しかし、右の目的、すなわち被告らのいう部落問題を解決するという目的のために、各地方公共団体が、具体的にどのような施策を実行し、かつ、それを一般の社会福祉政策とどのように関連付けるか、さらに、法律が具体的に規定している家賃の限度額を下回わつてさらにどの程度の財政的負担の下に家賃を低額に決定するか等の点は、同対法自体の規定からあらかじめ一義的に決定されるものでないことはいうまでもなく、これらの具体的な内容は、条例や規則の制定、予算の決定等の手続に通じて、最終的には地方公共団体の議会の意思に基づいて、その時々に、決定されるべき事柄に属する。したがつて、地方公共団体は、過去にとつた同和問題に対する具体的な施策を、必ずしもそのまま将来に継続しなければならないものではなく、また、法律の定める限度領をさらに下回わつて据え置かれてきた改良住宅の家賃について、法律の限度内で、一定の政策的な再評価をすることが禁じられるわけではない。それらは、既に検討したとおり、法律の規定によつて事業主体である地方公共団体の権限に属する範囲内で、その裁量にまかされているとするほかはない。
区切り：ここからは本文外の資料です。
PR #305, opened 2026-04-27
timeout: add recurring-tick scheduler

Roasbeef:
In this PR, we extend the `timeout` package with a recurring-tick scheduler so the arkd round actor (and any future caller that needs cadence) can drive itself off an actor-mediated heartbeat instead of having to spawn its own goroutine. Motivation is lightninglabs/darepo#287: arkd's round actor is fully event-driven today, so an empty round (no clients ever joined) sits open until someone hits the admin `TriggerBatch` RPC. The consumer PR in lightninglabs/darepo (branch `rounds-periodic-tick`, link to follow) wires this scheduler into the rounds FSM as a new `TickEvent`.

Because recurring delivery semantics are different from the existing one-shot timeouts (the entry has to live across multiple fires, has its own goroutine, and stops differently), we split the actor's single timer map into two: `oneshots` for the existing `ScheduleTimeoutRequest` entries and `recurring` for the new `ScheduleRecurringTickRequest` entries. ID space is shared, so `CancelTimeoutRequest` works on either shape and re-scheduling against a live ID stops whatever was there before.

The four commits land the change incrementally; see each commit message for the why w.r.t the specific piece.

## What's new

`ScheduleRecurringTickRequest` carries an interval and a `TellOnlyRef[*TickFiredMsg]`. Each tick delivers a fresh `TickFiredMsg{ID, FiredAt}`, where `FiredAt` is the scheduler's observed fire time (under a fake clock that's the test's logical time, which makes property tests on monotonicity and exact tick count straightforward). First fire is at `Interval`, not immediate, matching `time.NewTicker` semantics.

`MapTickFired` mirrors `MapTimeoutExpired` so consumers can adapt `*TickFiredMsg` into their own actor message type without rolling their own `MapInputRef` boilerplate.

`Clock` is a small interface (`Now`, `AfterFunc`, `NewTicker`) that the actor now consumes. `RealClock` is the production impl and is wired implicitly by the existing no-arg `NewActor()` constructor, so the five existing callsites in this repo and in lightninglabs/darepo continue to compile unchanged. Tests use the new `NewActorWithClock(clock)` to drive the scheduler with a fake clock and assert exact tick counts.

## Tests

`actor_recurring_test.go` covers the canonical scenarios: exact tick count over a fixed window, cancel stops further fires (with `handleCancel` waiting for the goroutine to exit), re-scheduling against the same ID stops the previous ticker, mixed one-shot+recurring entries share an ID space, and scheduling a one-shot with an ID currently held by a recurring entry stops the recurring goroutine.

`property_test.go` adds a rapid-driven invariant: for any `(interval, totalAdvance, cancelAt)`, the number of `TickFiredMsg` delivered to the callback equals `floor(min(cancelAt, totalAdvance) / interval)`. 100 random iterations per invocation with intervals from 10ms-200ms and windows from 0-2s.

All seventeen tests in the package pass under `-race`.

## Cross-repo

This PR is half of a pair. Consumer is lightninglabs/darepo branch `rounds-periodic-tick`, which adds a new `TickEvent` to the rounds FSM, schedules it at round creation, gates seal on `>=1 client + SealPredicate`, and exposes `--rounds.tickinterval` (default 1m). Marking this draft until the consumer PR is up so reviewers can see the full picture.

## TODO

- [ ] Open consumer PR in lightninglabs/darepo and link here.
- [ ] Mark ready for review once consumer is up.


Roasbeef:
Consumer PR is up: lightninglabs/darepo#288 (rounds: add periodic TickEvent for round cadence). Marking that one draft until this lands so reviewers can see the pair.

Roasbeef:
@claude review this 

@codex review this

Roasbeef:
@code review 

@claude review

被告らの主張する住改法制定の趣旨目的等及び憲法の規定に関しても、右と同様である。

したがつて、被告らの主張するような点から、本件家賃変更を違法なものとすることはできない。

そのうえ、本件家賃変更の内容を具体的に検討したとき、前述のとおり、本件家賃変更は、従前の「改良住宅」家賃を全体としてその後の物価の上昇にスライドさせるために、その範囲内で合理的算定方法によつてされたものであつて、本件で現実に問題となる暫定家賃は、法定家賃変更限度額を大幅に下回るのはもとより、一般に第二種公営住宅の家賃水準をも相当下回るものであるから、これが、前記同対法等の趣旨に反するものとは到底いえない。
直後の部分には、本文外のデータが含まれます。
Issue #311, opened 2026-04-28
unroll: persist per-AncestryPath total_levels for cross-batch sanity checking


Roasbeef:
# Follow-up: persist per-AncestryPath total_levels on the unrolls control-plane row

## Context

PR #183 review feedback from @ellemouton called for persisting `total_levels`
on the `unrolls` table for cross-batch sanity checking — when the unroller
broadcasts a tree path it should know up front how many levels deep the path
goes so a partial broadcast (e.g. crash mid-flight) can be detected and
recovered without rewalking the whole proof graph.

With multi-input cross-round OOR (PR for issue #199) the producer side now
emits multiple tree-rooted ancestry fragments per VTXO. The persisted
`total_levels` therefore needs to become **per-fragment**, not a single
scalar — each commitment tree has its own depth and the unroller must be
able to detect partial progress on each independently.

## Scope

- Schema: extend `unrolls` (or split out a sibling table `unroll_ancestry_paths`)
  with one row per `(unroll_outpoint, fragment_index)` carrying
  `total_levels` for that fragment.
- Code: `client/unroll/db_store.go` — extend `UnrollRecord` to carry the
  per-fragment level counts, persist on insert, hydrate on
  `RestoreNonTerminal`.
- Tests: `client/unroll/db_store_test.go` — round-trip a multi-fragment
  record.

## Out of scope

- Replacing the existing single-tree path semantics in any other
  module (this is a strict additive change to `unrolls`).
- Changing the on-chain broadcast logic — the unroller already walks
  `LineageMaterial.TreePaths` per-fragment, so the only change is durable
  state.

## References

- PR #183 review thread.
- Issue #199 (multi-input cross-round OOR resolution).
- `client/unroll/CLAUDE.md` — multi-tree ancestry section.
- Server-side resolver: `indexer/vtxo_db.go::combineVirtualLineage`.

Issue #310, opened 2026-04-28
wallet: lineage-cap-aware OOR coin selection (cluster heuristic + pre-flight filter)


Roasbeef:
# Coin selection: prefer same-commitment cluster + lineage-cap pre-flight filter

## Context

Issue #199 introduced an operator-configurable lineage vbytes cap on OOR
submits. The cap is enforced server-side; clients receive the typed
`*oor.ErrLineageTooLarge` and the operator's value via
`OperatorTerms.MaxOORLineageVBytes` (mirrored from `GetInfo`).

The wallet's OOR coin selector currently picks any live VTXOs that satisfy
the target amount. Under the cap, naively picking inputs from many distinct
commitments can trip the cap unnecessarily — every additional commitment
adds the full tree-walk vbytes.

## Scope

Add to `client/wallet/` (OOR coin selection path):

1. **Greedy "prefer same-commitment cluster" heuristic.** When multiple
   live VTXOs satisfy the target amount, prefer combinations whose
   commitment txids overlap, minimizing the number of distinct trees
   the recipient would need to broadcast.

2. **Lineage-cap pre-flight filter.** Compute prospective lineage vbytes
   for the candidate selection (using the same `LineageVBytes` arithmetic
   the server enforces — the helper is already shared between client and
   server). Reject candidates whose vbytes exceed
   `OperatorTerms.MaxOORLineageVBytes`. Surface `*oor.ErrLineageTooLarge`
   with the same Reason format as the server side so callers can route on
   the typed error.

The typed `*oor.ErrLineageTooLarge` foundation is already in place via
`oor.ClassifySubmitError`; this issue builds the wallet-side avoidance
that lets a well-behaved client never hit a server cap rejection in
practice.

## Out of scope

- Replacing the server-side cap with a metered fee schedule (separate
  bitromortac follow-up).
- Surfacing the cap to the user-facing CLI / dry-run preview (separate
  UX issue).

## References

- Issue #199 (multi-input cross-round OOR resolution).
- `client/oor/errors.go` — typed error path.
- `client/lib/types/boarding.go::OperatorTerms.MaxOORLineageVBytes` —
  client-side mirror of operator cap.
- `indexer/lineage_vbytes.go` — server-side arithmetic that the client
  must mirror exactly to avoid client/server divergence.

PR #312, opened 2026-04-28
multi: resolve cross-round multi-input OOR end-to-end (closes #199)

### LINKED ISSUE #199: oor: multi-input Ark tx with inputs from different rounds breaks VTXO resolution
## Problem

When an Ark transaction spends multiple VTXOs from **different** batch/commitment transactions in a single OOR transfer, the recipient cannot materialize the received VTXO. The server-side indexer explicitly rejects this during lineage resolution:

```go
// indexer/vtxo_db.go — combineVirtualLineage()
if next.roundID != lineage.roundID {
    return nil, fmt.Errorf("OOR VTXO %v spans multiple rounds", outpoint)
}
if next.commitmentTxID != lineage.commitmentTxID {
    return nil, fmt.Errorf("OOR VTXO %v spans multiple commitments", outpoint)
}
```

However, the client-side OOR send flow has **no guard** against this — Alice can build and sign a multi-input Ark tx spending VTXOs from different rounds, the checkpoints get created and co-signed, but Bob's VTXO becomes irrecoverable.

This is a critical capability gap: users will naturally accumulate VTXOs across multiple rounds and need to consolidate them in OOR transfers. Blocking cross-round inputs makes the protocol significantly less useful.

## Scenario

1. Alice has VTXO #1 from round X and VTXO #2 from round Y
2. Alice creates an Ark tx spending both to pay Bob
3. Checkpoints are created (one per input) and co-signed by operator
4. Bob receives the OOR package
5. Bob queries indexer to materialize the VTXO
6. **Indexer errors**: "OOR VTXO spans multiple commitments"
7. **Bob cannot materialize the VTXO** — funds are stuck

## Key Insight: OOR VTXOs can have multi-tree ancestry

There are two kinds of VTXOs:

- **Round VTXOs** (tree leaves): always have exactly one parent batch/commitment tx. A \`tree.Tree\` correctly represents this — single \`BatchOutpoint\`, single tree hierarchy. This is fine.

- **OOR VTXOs**: created by Ark transactions that can spend multiple input VTXOs, each potentially from a **different** batch/commitment tx. An OOR VTXO's ancestry can therefore span **multiple trees from multiple batches**.

The data model issue is not that \`tree.Tree\` is wrong — it correctly represents a single tree with one batch parent. The issue is that **a VTXO created via OOR can have ancestry that requires multiple trees to fully represent**, and the current system only supports storing/returning a single \`TreePath\` per VTXO.

To unroll such a VTXO on-chain, ALL parent trees must be published (to get all input VTXOs on-chain) before the Ark transaction can be broadcast.

## Proposed Solution: Multi-tree ancestry support

**Priority: support cross-round multi-input Ark txs.** This is essential for UTXO consolidation and general usability.

### 1. Extend the VTXO data model

A VTXO needs to carry multiple tree paths when its ancestry spans multiple batches:

```protobuf
// In indexer.proto VTXO message
message AncestryPath {
    TreePath tree_path = 1;              // Tree from one batch/commitment tx
    bytes commitment_txid = 2;           // Which commitment this covers
    repeated uint32 input_indices = 3;   // Which Ark tx inputs this tree serves
}

// Replace single tree_path with:
repeated AncestryPath ancestry_paths = 18;  // One per distinct batch
```

For round VTXOs (single tree), this is just a single-element list. For cross-round OOR VTXOs, it contains one entry per distinct batch.

### 2. Update the indexer lineage resolution

In \`combineVirtualLineage()\`, instead of rejecting different rounds, **collect all distinct tree paths**:

- Group parent lineages by \`commitmentTxID\`
- For each group, resolve/merge the tree path (existing \`tryResolveCombinedRoundPath\` logic)
- Return all tree paths as an ordered collection
- Track which Ark tx inputs map to which tree path

### 3. Update the unroller

For multi-tree VTXOs, the unroller needs to:

1. **Phase 1**: Unroll ALL trees (one per batch) to get all input VTXOs on-chain
2. **Phase 2**: Broadcast checkpoint transactions (one per input)
3. **Phase 3**: Broadcast the Ark transaction (which spends all checkpoint outputs)
4. Wait for confirmation at each phase before proceeding

### 4. Short-term guard (until multi-tree is implemented)

Add a client-side guard in the OOR send flow to reject cross-round inputs, preventing funds from being silently stuck:

```go
// oor/transitions.go — during input selection
if vtxo1.CommitmentTxID != vtxo2.CommitmentTxID {
    return fmt.Errorf("cannot spend VTXOs from different rounds in single OOR transfer")
}
```

This is a stopgap — the long-term goal is full cross-round support.

## Same-round multi-input: works today

When both inputs are from the **same** round/commitment tx, \`combineVirtualLineage\` succeeds via \`tryResolveCombinedRoundPath()\` which merges the paths into a single spanning subtree within that batch's tree. This case is architecturally sound — single tree, single batch parent.

## Impact

- **Severity**: High — funds can be silently made irrecoverable (no client-side guard)
- **Usability**: Critical — blocking cross-round consolidation severely limits the protocol
- **Short-term**: Add client-side guard to prevent the issue
- **Long-term**: Implement multi-tree ancestry for full cross-round OOR support

## Related

- [#198 — unroller: support unilateral exit for OOR-received VTXOs](https://github.com/lightninglabs/darepo-client/issues/198) — broader OOR unrolling issue (single-tree case)
- [#200 — oor: add change output support for partial OOR sends](https://github.com/lightninglabs/darepo-client/issues/200) — related usability gap
- [PR #183](https://github.com/lightninglabs/darepo-client/pull/183) — unilateral exit implementation (round VTXOs only)

### Client (no guard)
- \`oor/transitions.go\` — OOR send FSM, input selection
- \`lib/tx/oor/build.go\` — \`BuildArkPSBT()\` accepts any inputs
- \`lib/tx/checkpoint/build.go\` — \`BuildCheckpointPSBT()\` per input
- \`vtxo/interfaces.go\` — \`Descriptor.TreePath\` is singular \`*tree.Tree\`
- \`unroller/unroll.go\` — assumes single tree path

### Server (rejects at resolution)
- \`indexer/vtxo_db.go\` — \`combineVirtualLineage()\` lines 319-326
- \`indexer/vtxo_db.go\` — \`resolveVirtual()\` recursive parent resolution
- \`indexer/service.go\` — \`VTXO\` response building

### Data model
- \`lib/tree/tree.go\` — \`tree.Tree\` correctly represents a single-batch tree
- \`arkrpc/indexer.proto\` — \`VTXO.tree_path\` is a single \`TreePath\` (needs to become a list for multi-batch OOR VTXOs)

Roasbeef:
In this PR, we resolve [#199](https://github.com/lightninglabs/darepo-client/issues/199): an OOR Ark transaction that spends VTXOs from different rounds (different commitment txids) used to silently strand the produced VTXO. The recipient could query it through the indexer just fine, but unilateral exit could not work because the on-the-wire shape only carried a single `tree_path` and the resolver dropped the cross-commitment ancestry on the floor with a graceful-degrade branch. With multi-input cross-round consolidation a real workflow, the silent stranding is a money-losing footgun.

The fix is end-to-end: a new repeated `AncestryPath` field on the indexer wire shape, a multi-element `Ancestry` slice on the client `vtxo.Descriptor` (with a side-table in the DB so paths up to ~100 KB don't get inlined into the row), a TLV migration on the OOR durable mailbox, and a multi-tree walk in the unroll descriptor resolver. We also bound the resulting DoS surface with an operator-configurable lineage vbytes cap that the server enforces at submit-validation time and surfaces to clients via `GetInfo`, plus a typed `OOR_REJECT_LINEAGE_TOO_LARGE` rejection so the future fallback (in-round payment when a submit overshoots the cap) can route on a code rather than string-match the human-readable reason.

This is a coordinated change with the server side; the server PR bumps the submodule pointer to this branch's HEAD. See each commit message for a detailed description w.r.t the incremental changes.

## Wire shape

The indexer's `arkrpc.VTXO` used to carry a singular `tree_path` and `tree_depth`. We replace those with a `repeated AncestryPath ancestry_paths` field, where each entry binds a `tree_path` to its `commitment_txid` and to the Ark tx input indices it serves. Round-direct VTXOs surface a length-1 slice; cross-commitment OOR VTXOs surface one entry per distinct contributing commitment. Consumers needing worst-case depth take `max(path.tree_depth)` across the slice.

`arkrpc.GetInfoResponse` gains `max_oor_lineage_vbytes` so the operator publishes its configured cap and clients can mirror it for pre-submit guarding (the wallet-side selector that consumes this is the follow-up tracked in #310).

`oorpb.SubmitPackageResponse` becomes a oneof success/rejection so a structured rejection carries both the typed `OORRejectCode` and the human-readable reason. Today the only code is `OOR_REJECT_LINEAGE_TOO_LARGE`; the enum is open.

## Client surface

`vtxo.Descriptor.TreePath` (singular) is replaced with `Descriptor.Ancestry []vtxo.Ancestry`. Helper methods `PrimaryAncestry()` and `MaxTreeDepth()` preserve the common-case ergonomics so callers that only need the deepest fragment or the first one don't have to iterate. `client/vtxo/expiry.go` switches to `MaxTreeDepth()` so the worst-case sweep horizon stays correct.

The OOR durable mailbox encodes `IncomingVTXOMetadata.Ancestry` via a TLV stream of primitive records (`encodeAncestryList` / `decodeAncestryList` and friends), the same template every other actor uses. New fragments and per-entry fields can be added additively without rewriting the existing record layout.

`oor.ClassifySubmitError(err)` maps a wire-level `*oorpb.SubmitRejectedError{Code: OOR_REJECT_LINEAGE_TOO_LARGE}` to the typed `*oor.ErrLineageTooLarge` so wallet callers can `errors.As()` directly without depending on proto types.

## Persistence

A multi-element ancestry can be a few kilobytes per fragment and up to multiple fragments per VTXO; an inline blob would balloon and force every list query to deserialize state it doesn't need. We add migration `000009_vtxo_ancestry_paths` which drops the old `tree_path` / `tree_depth` columns from `vtxos` and creates `vtxo_ancestry_paths`, a side table keyed by `(vtxo_outpoint_hash, vtxo_outpoint_index, path_order)` with FK CASCADE. The matching sqlc queries (`InsertVTXOAncestryPath`, `ListVTXOAncestryPaths`, `DeleteVTXOAncestryPaths`) extend `RoundStore` so the same transaction that creates a VTXO populates its ancestry. `LatestMigrationVersion` bumps from 8 to 9.

## Unroll

`client/unroll/descriptor_resolver.go` now iterates `desc.Ancestry` and appends every non-nil `TreePath` into `mat.TreePaths` (which was already plural, so the multi-tree machinery downstream was waiting for the producer side to catch up). `proof_assembler.go`'s nil-precondition switches from `desc.TreePath == nil` to `len(desc.Ancestry) == 0`.

## CI stabilization

The original push of this PR (and its server companion) saw CI green on the
LND backend but red on `btcwallet`+`lwwallet`. Tracing those failures
surfaced a stack of latent bugs in the actor / txconfirm / unroll /
btcwbackend layers that this revision also fixes. Each of them turned out
to be a real production bug exercised only by the multi-input
cross-round path under realistic regtest mining cadence.

`txconfirm`. Confirmation delivery to a durable subscriber used to drop
the notification on `ErrMailboxFull` and unconditionally evict the tracked
entry, silently losing the confirmation under transient SQLite WAL
contention. Tracked entries now stay alive until every subscriber
acknowledges and a later block tick retries delivery (`actor.go`
`notifyConfirmed`/`notifyFailed` return bool, plus
`retryTerminalNotifications`). The `parentBumpState` for CPFP fee bumps
also gains a `UsedFeeInputs` map so RBF children rebuild against the
parent's reserved fee outpoint instead of consuming a fresh wallet UTXO
on each bump — `btcwallet`/`lwwallet` drop a UTXO from `ListUnspent` the
moment any in-mempool tx spends it, which in the multi-tree case
exhausted the wallet within seconds. The terminal notification path
strips the sender's tx and cancellation via
`actor.WithoutTx(context.WithoutCancel(ctx))` so a downstream durable
subscriber's mailbox enqueue cannot deadlock against `txconfirm`'s open
DB tx (same cross-actor-tx pattern fixed earlier in this branch for
`VTXO -> ChainResolver` and the registry terminal handoff). And
`Evict`/`releaseFeeOutpoint` now snapshot lease outpoints synchronously
but release wallet leases best-effort off the actor goroutine, so a slow
uncancellable `wallet.ReleaseOutput` cannot block the shared `txconfirm`
actor for minutes.

`unroll`. Durable messages get explicit `Priority()` values:
`TxConfirmedMsg` / `TxFailedMsg` / `SpendObservedMsg` at +100,
`HeightObservedMsg` at -10, `GetStateRequest` at -20, so concrete
progress events drain ahead of lossy block churn and read-only status
probes when the mailbox is saturated. The registry's `handleGetStatus`
no longer enqueues a `GetStateRequest` into the child's durable mailbox
on every poll — it answers from cached pending/store records instead,
removing a polling-induced back-pressure source. `handleTerminated`
removes the child from the active map but defers the actual `child.Stop`
behind a drain probe so the child's durable mailbox can ack the inbound
terminal message before its actor ctx is cancelled (eliminates the
`ack message: context canceled` log noise on every clean COMPLETED).
Late events (`SpendObservedMsg`, `HeightObservedMsg`, `TxConfirmedMsg`)
that arrive after the FSM is already terminal are recognised in
`actor.go` and treated as idempotent no-ops rather than triggering
nack/replay loops. The terminal Tell from the child to the registry also
strips ctx + tx for the same reason as the txconfirm subscriber
notification.

`btcwbackend`. v3 (TRUC) parent+child packages cannot relay through
neutrino's individual `BroadcastTx` path because the parent is
non-relayable on its own (its absolute fee is below the mempool's
minimum relay fee). The harness was already injecting a
bitcoind-backed `chainbackends.PackageSubmitter`, but `darepod` only
wired it into the LND backend. We add the corresponding optional field
to `btcwbackend.Config` and use it in `SubmitPackage` (with the existing
individual-broadcast as a fallback for environments that genuinely have
no submitter wired), plus the one-line glue in
`darepod::startBtcwallet` that forwards `s.cfg.PackageSubmitter`. Tests
cover both the configured-submitter and nil-submitter paths.

`baselib/actor` + `db`. The `darepod.run()` cleanup defer chain only
stopped two specific actors (the OOR durable runtime and the unroll
registry), leaving every other registered actor racing against
`s.db.Close()` and producing a flood of `sql: database is closed` /
`Failed to lease message from mailbox` warnings at the tail of every
itest. We now invoke `s.actorSystem.Shutdown(shutdownCtx)` between the
runtime drain and the wallet/chain/db cleanup, so every actor drains
first. The unavoidable shutdown-time tx-begin and lease-loop errors are
demoted to debug via `isDBClosedError` / `isExpectedShutdownErr`
helpers. SQLite `busy_timeout` widens from 5s to 30s to tolerate the
natural multi-actor write contention bursts that under aggressive
mining used to surface upstream as `mailbox full`.

After this revision all four corners of the multi-input itest matrix
pass locally: `btcwallet` transfer 217s, `btcwallet` chained 225s,
`lwwallet` transfer ~3min, `lwwallet` chained 245s. LND was always green
on CI.
## Test plan

- [x] `make build` clean
- [x] `make unit pkg=./db/...` covers multi-Ancestry round-trip, upsert-replace semantics on re-save, and FK cascade on delete
- [x] `make unit pkg=./unroll/...` covers the descriptor resolver against multi-fragment, single-fragment, nil-fragment, ChainDepth=0 short-circuit, ChainDepth>0 fail-closed-without-store, and empty-ancestry rejection
- [x] `make unit pkg=./oor/...` round-trips the new TLV durable shape end-to-end
- [x] `make unit pkg=./vtxo/...` covers the new `Descriptor.Ancestry` shape
- [x] Server-side itest `TestOORIntegrationMultiInputTransfer` (lives in the server PR) drives Alice -> Bob cross-round multi-input with a tail Bob unroll. Pass locally on lnd/btcwallet/lwwallet
- [x] Server-side itest `TestOORIntegrationMultiInputChainedTransfer` (server PR) extends to Carol's `ChainDepth=2` unroll. Pass locally on lnd/btcwallet/lwwallet
- [x] Server-side itest `TestOORIntegrationLineageCapRejection` (server PR) pins the negative path

## Compatibility

This is an intentional protocol break (proto + DB schema). Coordinated upgrade window with the server. There are no shims to bridge an old and new shape — the resolver hard-errors when no fragment carries a tree path, so a regression cannot silently strand unilateral-exit data again.

## Follow-ups

Two follow-ups are filed and intentionally out of scope for this PR:

- #310 wires the cap-aware coin-selection heuristic on the wallet side so a well-behaved client never trips the server cap. The typed `*oor.ErrLineageTooLarge` foundation here is what that issue builds on.
- #311 persists per-`AncestryPath` `total_levels` on the unroll control-plane row for cross-batch sanity checking, picking up the per-fragment shape now that ancestry is multi-tree.


Roasbeef:
@claude review this 

@codex review this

(二)  次に被告らは、原告が、本件家賃変更の具体的な必要性のひとつとして、市民負担の均衡が市民全体の同和問題に対する理解と協力を得るための基盤であること、あるいは、所得額に比較して低額にすぎる家賃は、かえつて、住民の生活設計を低額な家賃を前提とした「改良住宅」に限定させ、市民としての住居移転の自由の確立にとつて阻害要因となる虞れがあることをあげているのに対して、それは「逆差別論」であり「部落分散論」であると非難する。

しかし、この点に関する原告と被告らの争いは、結局のところ、同和問題に対する施策のあり方についての政策的な価値選択の問題に帰するところ、当裁判所は、前述のとおり、本件家賃変更については法の定める事由があり、かつ、その変更額も事業主体に許された裁量の範囲内に属すると判断したから、さらにすすんで、右のような政策的価値選択の当否を判断する必要がない。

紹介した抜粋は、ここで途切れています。